- Activity: You are asked to filter the data below and copy every line holding "html".

- Available data:
PR #10491, opened 2015-06-09
fixed bug

admpub:


andresgutierrez:
We don't add changes directly to master, could you please submit this to the branch 2.0.x?

PR #10494, opened 2015-06-09
Removes unnecessary nested if

Green-Cat:


andresgutierrez:
It it was my decision we well never use elseif in phalcon :)

Green-Cat:
@andresgutierrez There are several instances of it in the codebase already though.

Green-Cat:
Even in the exact same file, https://github.com/phalcon/cphalcon/blob/c96782766cfe5852acb821af944140379125c1cb/phalcon/db/dialect.zep#L188

andresgutierrez:
I'm not against it, just personal tastes :+1:

PR #10511, opened 2015-06-15
autoBegin not transmited to transaction's constructor when get() called

xueron:
small fix: autoBegin not transmited to transaction's constructor when get() called


andresgutierrez:
Thanks

PR #10515, opened 2015-06-16
[2.0.x]  "static::" instead of "self::" in \Phalcon\Version class

racztiborzoltan:
Reason: simpler class extending

Example: 

``` php
namespace MyFooBar {

    class Version extends \Er\Version
    {
        protected static function _getVersion()
        {
            return [6, 5, 4, 3, 2];
        }
    }
}
namespace {
    echo \MyFooBar\Version::get();
}
```

### DIFF
--- a/phalcon/version.zep
+++ b/phalcon/version.zep
@@ -121,11 +121,11 @@ class Version
 
 		let version       = static::_getVersion();
 
-		let major         = version[static::VERSION_MAJOR],
-			medium        = version[static::VERSION_MEDIUM],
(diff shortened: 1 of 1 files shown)


andresgutierrez:
```
Zephir\ParseException: Syntax error in /home/travis/build/phalcon/cphalcon/phalcon/version.zep on line 124
	  let major         = version[static::VERSION_MAJOR],
	--------------------------------------------------^
```

racztiborzoltan:
Fixed! (I hope)

PR #10525, opened 2015-06-19
Improved regular expression in Mvc\Url to detect external resources

sergeyklay:
- Cleanup local regexp
- Digits for matching need for example for `e2dk` protocol


andresgutierrez:
It needs two regex (or less/more) to match these:

-  //localhost/something
- http://localhost/something
- mailto:something@something.com

sergeyklay:
@andresgutierrez 
- Added support for `mailto:something@something.com`
- `http://localhost/something` works fine

Can you explain please `//localhost/something` ?

andresgutierrez:
It takes the current scheme according to the served page: http://www.paulirish.com/2010/the-protocol-relative-url/

sergeyklay:
Ok, added support for CDN

Issue #10536, opened 2015-06-23
Implement distinct/setDistinct on Phalcon\Mvc\Model\Criteria like on query builder


williamokano:
You guys could add the Distinct from the QueryBuilder into the Phalcon\Mvc\Model\Criteria

I think that it's more practical to do MyModel::query() instead of creating the whole query from the query builder.

As I could see, there's no Distinct method on the Criteria class.

Example: https://gist.github.com/williamokano/a17cb07d791da65bc997

I could use just ->distinct(true) and my problem was solved.

Hi guys, I was wondering if is possible to get distinct values with a query built with the model criteria.

Follow an example (PS.: don't bother with the lack of the bind parameter, it was just a test):

https://gist.github.com/williamokano/a17cb07d791da65bc997

In this case, when I have 1 user that already lived on a city A (id=1) and on a city B (id=2) I will get the user twice (or more, that depends on how many cities he lived).

I know that it's caused because of the intermediate table called lived, and I get the same problem creating "raw queries". But in raw queries I can add the DISTINCT clause and I couldn't find how to do that with the Criteria class.

PS.: I know that if I use the query builder I can set distinct(true) and my problem is solved, but my question is exactly on how to use distinct with Criteria and not with the QueryBuilder.

Regards and apologies about the bad english.

https://docs.phalconphp.com/en/latest/api/Phalcon_Mvc_Model_Criteria.html

KorsaR-ZN:
@williamokano see #10538

williamokano:
Thanks, I didn't found this issue. Closed and waiting for the merge :)

Thanks @KorsaR-ZN :+1:

williamokano:
Feature merged!

Thanks @KorsaR-ZN!

PR #10538, opened 2015-06-23
[2.0.x] Added method distinct() in Mvc\Model\Criteria

KorsaR-ZN:
Fix for #10536

### DIFF
--- a/phalcon/mvc/model/criteria.zep
+++ b/phalcon/mvc/model/criteria.zep
@@ -114,6 +114,15 @@ class Criteria implements CriteriaInterface, InjectionAwareInterface
 	}
 
 	/**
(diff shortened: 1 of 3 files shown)


williamokano:
@andresgutierrez :+1:

phalcon/mvc/model/criteria.zep
```diff
@@ -114,6 +114,15 @@ class Criteria implements CriteriaInterface, InjectionAwareInterface
 	}
 
 	/**
+	 * Sets SELECT DISTINCT / SELECT ALL flag
+	 */
+	 public function distinct(var distinct) -> <Criteria>
```
Green-Cat: Shouldn't it be a boolean?

PR #10550, opened 2015-06-26
fix gettext for Linux

duythien:


andresgutierrez:
Hello, we don't add changes directly to master, could you please submit this to the 2.0.x branch?
Also, please don't submit changes to ext/ folder

PR #10575, opened 2015-06-30
fix #10573 - empty value replaced by null when cast on hydrate

### LINKED ISSUE #10573: Problem with nullable columns and cast on hydrate
The cast_on_hydrate function creates a bug when a column is nullable

Table document : 
id int
name string
parent_document int (nullable) which is a FK to document.id

my model Document can have a parent document which is Document->Parent but a document can have "no parent"

if i activate cast on hydrate => all documents with no parents become document with parent document 0 (which does not exists..)

in my opinion a test should be made here https://github.com/phalcon/cphalcon/blob/2.0.x/phalcon/mvc/model.zep#L541-L555 to validate value is not empty and replace castValue by NULL in this case.

@andresgutierrez what do you think of that ?

ogarbe:
cf #10573

### DIFF
--- a/phalcon/mvc/model.zep
+++ b/phalcon/mvc/model.zep
@@ -538,25 +538,42 @@ abstract class Model implements EntityInterface, ModelInterface, ResultInterface
 						continue;
 					}
 
-					switch attribute[1] {
+					if value != "" {
+						switch attribute[1] {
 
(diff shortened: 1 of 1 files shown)


andresgutierrez:
Thanks

PR #10576, opened 2015-06-30
[2.0.x] [NFR] Added fastest alias in Phalcon\Mvc\Controller for redirect and forward

KorsaR-ZN:


andresgutierrez:
This violates the [SRP](https://en.wikipedia.org/wiki/Single_responsibility_principle)

KorsaR-ZN:
@andresgutierrez This does not violate the SRP, because the class does not appear the new responsibilities he did the appropriate classes to delegate a proxy methods...

andresgutierrez:
Yeah, but you depend on Mvc\Controller to make redirections or forwards

KorsaR-ZN:
@andresgutierrez Yes you are right.
I make another PR which adds only the interface to the controller.

PR #10614, opened 2015-07-08
Bug fix in GD adapter _pixelate function

pauliuspetronis:
https://forum.phalconphp.com/discussion/7365/image-adapter-pixelate-bug


andresgutierrez:
Thanks

Issue #10631, opened 2015-07-09
Phalcon\Logger\Formatter\Line: no more newline at end of message like in 1.3.x


olivier-monaco:
In 1.3.x, Phalcon\Logger\Formatter\Line::format added a newline a the end. In 2.0.x, no more. Instead, Phalcon\Logger\Adapter\File add a newline before calling logInternal. But we use Phalcon\Logger\Adapter\Stream that don't add a newline.

Use case:
<pre>
use Phalcon\Logger\Adapter\Stream;
use Phalcon\Logger;

$logger = new Stream('php://output');
$logger->setLogLevel(Logger::INFO);

$logger->log(Logger::ERROR, 'Error');
$logger->log(Logger::INFO, 'Info');
</pre>

Is this a feature or a bug?

andresgutierrez:
It looks like something that can be fixed

olivier-monaco:
Ok. I will in some hours. Thanks.

andresgutierrez:
Fixed in the 2.0.x branch

PR #10634, opened 2015-07-10
2.0.x logger newline

olivier-monaco:
Phalcon\Logger\Formatter\Line: no more newline at end of message like in 1.3.x (#10631)

Note: I didn't understand where to put unit test.


andresgutierrez:
```
1) LoggerTest::testIssues2262
Failed asserting that 3 matches expected 1.
/home/travis/build/phalcon/cphalcon/unit-tests/LoggerTest.php:54
2) LoggerTest::testIssues2798
Failed asserting that 3 matches expected 1.
/home/travis/build/phalcon/cphalcon/unit-tests/LoggerTest.php:96
FAILURES!
Tests: 421, Assertions: 11571, Failures: 2, Skipped: 26.
```

olivier-monaco:
testIssues2262 does not test only the 2262 issue but also the 2798...

olivier-monaco:
In fact the problem is elsewhere... testIssues2262 and testIssues2798 include a test for something not related to these issues...

And the test is, in my opinion, wrong...

Test:
<pre>
                $logger = new \Phalcon\Logger\Adapter\File($logfile);
                $logger->setFormatter(new \Phalcon\Logger\Formatter\Json());
                $logger->log('This is a message');
                $logger->log("This is an error", \Phalcon\Logger::ERROR);
                $logger->error("This is another error");
</pre>

Expected result:
<pre>
{"type":"DEBUG","message":"This is a message","timestamp":1436773428}
{"type":"ERROR","message":"This is an error","timestamp":1436773428}
{"type":"ERROR","message":"This is another error","timestamp":1436773428}
</pre>

Actual result with my PR:
<pre>
{"type":"DEBUG","message":"This is a message","timestamp":1436773428}{"type":"ERROR","message":"This is an error","timestamp":1436773428}{"type":"ERROR","message":"This is another error","timestamp":1436773428}
</pre>

Problem occurs because I no more add a PHP_EOL at the end of the log line in Phalcon\Logger\Adapter\File::logInternal. The PHP_EOL was added is commit 0e7dbec301aae019d9300c47591b395d85caf747: "Logger fix, replace emergence with emergency #2638, enable LoggerTest". The commit has nothing to do with adding à PHP_EOL and related issue.

See. https://github.com/phalcon/cphalcon/commit/0e7dbec301aae019d9300c47591b395d85caf747#diff-ed06fe9c7eeb1c2f708ab625ea64b340R123

My opinion is to change the unit test but this can break compatibility with 2.0.x branch. However, the current implementation breaks compatibility with 1.3.x...

@andresgutierrez What do you think?

andresgutierrez:
@olivier-monaco Please fix the test so it will work with 1.3.x

olivier-monaco:
In the Json formatter, I added a newline at the end of encoded data. Otherwise, the resulting data is hard to parse. I also added a unit test for this issue.

andresgutierrez:
Thanks

PR #10644, opened 2015-07-12
Fix #1933

### LINKED ISSUE #1933: Odd view behavior with layouts + pick
I noticed some odd behavior with calling `setLayout()` and `pick()`.

```
1. $view->setLayout('fancy');
2. $view->pick('someview');
```

1. Turns out if I call `setLayout()` then `pick()` then the `setLayout()` gets ignored. If there is a default layout, that gets picked which is worse since the framework ignores user intent (line 1).

2. The work around right now is to call `pick(['view', 'layout'])`. This behavior is undocumented and I gleaned it by reading the C source. Is this undocumented because it's unsupported and liable to change or is this okay to use?

3. It would be nice to be able to fix this bug and leave out the undocumented array syntax since the code legibility is better and it allows full control to the user to compose views throughout the application lifecycle (set a main, a layout and a view at different stages of the app lifecycle).

<bountysource-plugin>
---
Want to back this issue? **[Post a bounty on it!](https://www.bountysource.com/issues/1896481-odd-view-behavior-with-layouts-pick?utm_campaign=plugin&utm_content=tracker%2F50707&utm_medium=issues&utm_source=github)** We accept bounties via [Bountysource](https://www.bountysource.com/?utm_campaign=plugin&utm_content=tracker%2F50707&utm_medium=issues&utm_source=github).
</bountysource-plugin>

ryomo:
Fix an odd behavior with `$view->setLayout()` and `$view->pick()`.
This may not be a bug :confused: :question:

### DIFF
--- a/phalcon/mvc/view.zep
+++ b/phalcon/mvc/view.zep
@@ -803,8 +803,10 @@ class View extends Injectable implements ViewInterface
 			 * The 'picked' view is an array, where the first element is controller and the second the action
 			 */
 			let renderView = pickView[0];
-			if fetch pickViewAction, pickView[1] {
-				let layoutName = pickViewAction;
+			if layoutName === null {
+				if fetch pickViewAction, pickView[1] {
+					let layoutName = pickViewAction;
+				}
 			}
 		}
 
--- a/unit-tests/ViewTest.php
+++ b/unit-tests/ViewTest.php
@@ -223,6 +223,28 @@ class ViewTest extends PHPUnit_Framework_TestCase
 		$this->assertEquals($view->getContent(), '<html>Well, this is the view content: here.</html>' . PHP_EOL);
 	}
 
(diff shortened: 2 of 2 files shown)


ryomo:
More information.

When I call both `setLayout('layoutName')` and `pick('path/to/view')`, `setLayout()` gets ignored, because `layoutName` is always overwritten by `pick()`.
I fixed this behavior.

But the behavior is intended, this pull request should not be merged.

benfavre:
This is anoying.
+1

sergeyklay:
+1

sergeyklay:
@ryomo

ryomo:
@sergeyklay 
I rebased this.

sergeyklay:
Can you please send this PR to the `2.1.x` branch?

PR #10659, opened 2015-07-14
Fixed Postgres DB dialect from adding two pairs of quotes in dropTable()

SidRoberts:


andresgutierrez:
But if the name of table is a reserved word?

SidRoberts:
The current code adds quotes twice:

image

This PR will only add them once:

```
DROP TABLE IF EXISTS "articles"
```

andresgutierrez:
I see, Thanks

PR #10671, opened 2015-07-15
Add error code in Memcached

dugwood:
I'm having some trouble with Memcached->set() and I can't access the «getResultCode()» directly (this->_memcache is private). So adding the error code in the Exception message would help.


andresgutierrez:
Thanks

PR #10672, opened 2015-07-15
Reverted query builder to fix too many bindings error from LIMIT clause

cadencelabs-master:
I removed the new code for organizing the LIMIT clause with a binding - in getPhql() it's incrementing the hiddenParam variable _each_ time getPhql() is called - meaning when you execute a query with a limit, it can throw a "too many bindings" error (for bindings than tokens)


andresgutierrez:
We don't add changes to master.

Also, sorry but this will not be merged this reverts the use of bound parameters in LIMIT/OFFSET clauses.

alanbarber111:
The bound parameters are causing a problem and I don't know how to fix, this should be merged until that can be done - please advise

andresgutierrez:
Yeah but reverts the old behavior introduce a new problem in exchange of another

alanbarber111:
Can you recommend some way to track whether the limit clause has been bound so that calling getPhql doesn't add a new binding for the limit clause each time? I'm happy to implement

PR #10976, opened 2015-09-25
Correct return types for http request methods

Green-Cat:


sergeyklay:
#10966 :)

Green-Cat:
@sergeyklay oops.

PR #10983, opened 2015-09-27
Fixed return for Phalcon\Di

sergeyklay:


andresgutierrez:
```
Zephir\CompilerException: Returning type: null but this type is not compatible with return-type hints declared in the method in /home/travis/build/phalcon/cphalcon/phalcon/di.zep on line 416
```

sergeyklay:
@andresgutierrez fixed

andresgutierrez:
thanks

- Finished exercise:
https://docs.phalconphp.com/en/latest/api/Phalcon_Mvc_Model_Criteria.html
 		$this->assertEquals($view->getContent(), '<html>Well, this is the view content: here.</html>' . PHP_EOL);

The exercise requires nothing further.